Given records:

■ ■ ■ ■

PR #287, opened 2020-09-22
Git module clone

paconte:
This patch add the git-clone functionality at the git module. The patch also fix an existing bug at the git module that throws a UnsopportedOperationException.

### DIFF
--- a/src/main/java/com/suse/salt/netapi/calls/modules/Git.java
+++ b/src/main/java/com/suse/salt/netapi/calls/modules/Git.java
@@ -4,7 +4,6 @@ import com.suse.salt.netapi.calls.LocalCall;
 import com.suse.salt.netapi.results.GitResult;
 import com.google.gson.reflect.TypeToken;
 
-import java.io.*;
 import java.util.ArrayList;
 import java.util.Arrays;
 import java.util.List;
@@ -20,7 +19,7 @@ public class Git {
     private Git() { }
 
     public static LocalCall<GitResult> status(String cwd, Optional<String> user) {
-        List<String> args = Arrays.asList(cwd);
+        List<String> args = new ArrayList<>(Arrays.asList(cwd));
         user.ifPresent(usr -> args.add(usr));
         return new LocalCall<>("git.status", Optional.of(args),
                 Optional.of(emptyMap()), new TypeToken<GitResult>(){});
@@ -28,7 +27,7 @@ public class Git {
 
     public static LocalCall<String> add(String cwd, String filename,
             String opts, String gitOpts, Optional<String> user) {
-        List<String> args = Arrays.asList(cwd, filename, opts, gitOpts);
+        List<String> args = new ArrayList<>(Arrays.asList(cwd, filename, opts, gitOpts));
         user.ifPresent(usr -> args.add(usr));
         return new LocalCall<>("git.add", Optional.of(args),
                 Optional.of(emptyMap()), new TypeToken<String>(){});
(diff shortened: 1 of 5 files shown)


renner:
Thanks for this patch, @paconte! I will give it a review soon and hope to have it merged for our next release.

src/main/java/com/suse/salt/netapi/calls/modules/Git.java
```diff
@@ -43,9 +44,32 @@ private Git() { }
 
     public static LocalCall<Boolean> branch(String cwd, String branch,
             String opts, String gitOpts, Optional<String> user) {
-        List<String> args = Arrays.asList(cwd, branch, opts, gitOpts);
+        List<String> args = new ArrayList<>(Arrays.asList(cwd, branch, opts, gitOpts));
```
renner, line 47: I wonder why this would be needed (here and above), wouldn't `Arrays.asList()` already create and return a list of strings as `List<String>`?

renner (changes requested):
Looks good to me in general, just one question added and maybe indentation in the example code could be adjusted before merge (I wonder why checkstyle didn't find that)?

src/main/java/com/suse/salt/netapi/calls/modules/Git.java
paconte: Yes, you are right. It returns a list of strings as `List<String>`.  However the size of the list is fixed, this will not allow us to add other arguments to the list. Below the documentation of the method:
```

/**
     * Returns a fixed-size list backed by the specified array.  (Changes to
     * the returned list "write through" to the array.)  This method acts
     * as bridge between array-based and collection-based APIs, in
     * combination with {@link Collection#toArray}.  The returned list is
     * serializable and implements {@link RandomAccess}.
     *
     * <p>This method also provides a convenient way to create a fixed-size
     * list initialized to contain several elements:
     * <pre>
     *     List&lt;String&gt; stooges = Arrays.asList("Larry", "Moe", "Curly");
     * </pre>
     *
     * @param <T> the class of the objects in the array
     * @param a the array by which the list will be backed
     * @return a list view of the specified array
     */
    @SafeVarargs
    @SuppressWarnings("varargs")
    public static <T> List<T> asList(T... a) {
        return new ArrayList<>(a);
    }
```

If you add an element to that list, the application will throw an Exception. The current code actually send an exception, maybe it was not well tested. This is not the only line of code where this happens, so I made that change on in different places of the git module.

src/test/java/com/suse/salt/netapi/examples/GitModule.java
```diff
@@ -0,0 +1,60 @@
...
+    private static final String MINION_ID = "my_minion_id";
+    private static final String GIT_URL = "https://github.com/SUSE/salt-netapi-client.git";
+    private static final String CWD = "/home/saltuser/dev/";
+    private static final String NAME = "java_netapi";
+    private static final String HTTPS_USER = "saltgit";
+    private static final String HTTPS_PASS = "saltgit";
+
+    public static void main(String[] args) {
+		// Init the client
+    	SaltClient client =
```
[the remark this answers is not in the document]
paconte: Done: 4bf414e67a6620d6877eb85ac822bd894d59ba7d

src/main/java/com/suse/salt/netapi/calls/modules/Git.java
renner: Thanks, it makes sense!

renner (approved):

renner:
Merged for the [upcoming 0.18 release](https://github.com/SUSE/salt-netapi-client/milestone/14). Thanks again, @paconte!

■ ■ ■ ■

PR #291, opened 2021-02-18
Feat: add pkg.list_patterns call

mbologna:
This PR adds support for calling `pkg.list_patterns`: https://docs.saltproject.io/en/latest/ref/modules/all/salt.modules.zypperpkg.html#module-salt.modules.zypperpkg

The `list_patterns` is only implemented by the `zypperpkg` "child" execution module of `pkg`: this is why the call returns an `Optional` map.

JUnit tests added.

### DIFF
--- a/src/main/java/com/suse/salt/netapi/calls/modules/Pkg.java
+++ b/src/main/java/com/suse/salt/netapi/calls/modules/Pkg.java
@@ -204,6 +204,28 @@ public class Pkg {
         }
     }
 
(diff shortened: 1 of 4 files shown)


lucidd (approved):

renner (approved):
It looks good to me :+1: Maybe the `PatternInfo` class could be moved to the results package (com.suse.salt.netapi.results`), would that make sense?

■ ■ ■ ■

Brief:
From the entries above, copy out every line where the string "good" appears.

Output below:
Looks good to me in general, just one question added and maybe indentation in the example code could be adjusted before merge (I wonder why checkstyle didn't find that)?
It looks good to me :+1: Maybe the `PatternInfo` class could be moved to the results package (com.suse.salt.netapi.results`), would that make sense?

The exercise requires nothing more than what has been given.